Typically, ICC is more aggressive than CHC, and has long been considered a contraindication for LT. Nevertheless, several multicenter studies reported encouraging post-transplant outcomes for patients with very early-stage ICC, suggesting that LT may be a viable option, under strict selection criteria, for selected cirrhotic patients with presumed very early-stage ICC [33,34]. A similar approach may be extended to CHC. In the present study, among 17 recipients with very early-stage CHC, defined as a solitary lesion ≤2 cm without concurrent HCC (AJCC 8th edition stage IA), the 10-year TR and OS rates were 17.6% and 82.4%, respectively. These favorable long-term outcomes support the consideration of LT in patients with cirrhosis and suspected very early-stage CHC [22].

Accurate pretransplant diagnosis of CHC remains challenging. Because of its rarity, limited information is available regarding risk factors and imaging characteristics. CHC often shares radiologic features with HCC and ICC, making differentiation difficult. Classic imaging findings such as characteristic enhancement patterns or biliary ductal dilatation are not observed consistently. While serum tumor markers like AFP, PIVKA-II, and CA 19-9 can provide diagnostic clues, particularly when discordant or markedly elevated, they are not definitive. Given the critical role of imaging in LT candidacy, heightened awareness of CHC among radiologists and clinicians is essential for appropriate decision-making [35]. In cases where CHC is suspected, percutaneous liver biopsy should be considered for patients on the LT waiting list, particularly since cases with large CHC or ICC lesions are typically excluded from LT due to their high recurrence risk and poor outcomes. Conversely, and as suggested earlier, LT may be cautiously considered for cirrhotic patients with presumed very early-stage CHC or ICC.

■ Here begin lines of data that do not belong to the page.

Issue #370, opened 2019-02-02
[feature request] construct configuration data structure more decoupled in components


allencloud:
## Why you need it?

Currently, the configuration of dragonfly's components seems to be a little bit unreadable. The good data structure's purity will make contributors and developers understand what dragonfly does very quickly. Otherwise, it will take them lots of time to understand the clear path of workflow in component. Thus the goal of data structure's construction should be paid more attention on.

This issue will take the configuration as an example.

## How it could be?

**Current Situation**: 

For the configuration part, let us take the dfget as an example;

* all the whole binary will share a same configuration in code, 
* and in the configuration, it contains the command flags, details parameters in configuration and RV(runtime variables) which is quite hard to understand. 
* And in the dfget, several components share the global configuration and runtime variables which breaks the scalability due to that they are coupled by shared configurations

**New possible way**

* Split the configuration into dependent parts, command line flags is flags, configuration is configuration and maybe no need to add runtime variables which contains less detailed logistics.
* keep the configuration straightforward and layered: since dfget has several component, like task downloader, uploader and others, then we can keep the top configuration layered to be much clearer, for example:

```
type Dfget Struct {
      taskCfg TaskDownloaderConfig
      uploaderCfg UploaderConfig
      otherField []string
}

type TaskDownloaderConfig struct{
      A int
      B string
}

type UploaderConfig struct{
      C int
      D string
}
``` 
* avoid to share the top global configuration among component if possible

## Other related information

none

call for reviews. @lowzj @Starnop @fengzixu

Issue #363, opened 2019-01-30
[feature request] unify the same field type definition in different places


fengzixu:
---
name: Feature Request
about: Suggest your excellent idea for this project

---

## Why you need it?

For reaching a good result about refactoring the dfget, we should unify the type definition in different places. Besides, the operation of unifying type can reduce redundant logic of type conversion.

## How it could be?

For this feature, I think that I should know carefully code of dfget and pick up logic about using some type definition incorrectly. Finally, I will revise it.

## Other related information

This issue is the sub-question of #347

Starnop:
What is the status of it ? Could you please keep up with the latest developments with us?

fengzixu:
@Starnop Have finished. Submit it within this week.

Starnop:
@fengzixu Are you still willing to complete this job? If so, could you please do it as soon as possible? If not, please let me know. THX> 😄

fengzixu:
@Starnop Sure. Let me submit a PR within this week.

PR #612, opened 2019-06-17
refactor: unify the same field type definition in different places

fengzixu:
Signed-off-by: fengzixu <hnustphoenix@gmail.com>

1. reduce using of extra fields which were included in anthor definition

#363 

I run all unit-test in the dfget package.

For 「use int32 or int64 instead of int」, I think that using 'int' is ok for the dfget package. We don't need to revise all variables whose type is int into a wider type.

For 「unify the same field type definition in different places」, I revise the code which was written in the package called downloader. Because I consider that we should not add extra variables that are already defined elsewhere.


fengzixu:
@Starnop Request review.

Starnop:
Thanks for your contribution. However, maybe it's not a good solution. And in fact, I am trying to fix the issue #370 which is just the opposite of what you did. 😢 

And for issue issue #363, I think what should we do is just as title described. For example, we think that `int32` is enough for `pieceSize`. However, it's defined with `int64` [here](https://github.com/dragonflyoss/Dragonfly/blob/master/dfget/core/uploader/peer_server.go#L104). And that is exactly what we should make a change. 

And the other similar fields but not completely, just FYI:
+ pieceNum (expected int64)
+ port (int32/int both OK but should be unified)
+ ......

fengzixu:
> * unified

Ok. Let me fix the problem about integer type. I will give up the modification of configuration type.

Starnop:
Any updates?

fengzixu:
@Starnop Sorry. I am too busy at the current time. I will finish it asap.

Starnop:
Don't worry about that. I just want to get the latest progress.  Whatever, thanks for your work. 😄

This study is subject to several limitations. It is a retrospective analysis from a single institution located in an HBV-endemic area and involved a relatively small patient cohort, which may limit the generalizability of the findings. As with all studies of this nature, inherent biases and confounding factors cannot be entirely excluded. To more accurately delineate the clinicopathological characteristics and long-term outcomes following LT, broader multicenter and geographically diverse studies are needed. Nonetheless, a notable strength of this study is the comprehensive follow-up, with complete survival data available for all included patients.

Conclusions

CHC is often identified incidentally in explanted livers, often from patients with a history of HCC treatment, with over one-third exhibiting concurrent viable HCC. Post-transplant outcomes for CHC patients are generally unfavorable because of the high risk of TR, except in those with very early-stage disease. Given that the majority of recurrences occur within the first 5 years after transplantation, intensive surveillance is crucial during this high-risk period. Importantly, patients with very early-stage CHC may be considered appropriate candidates for LT.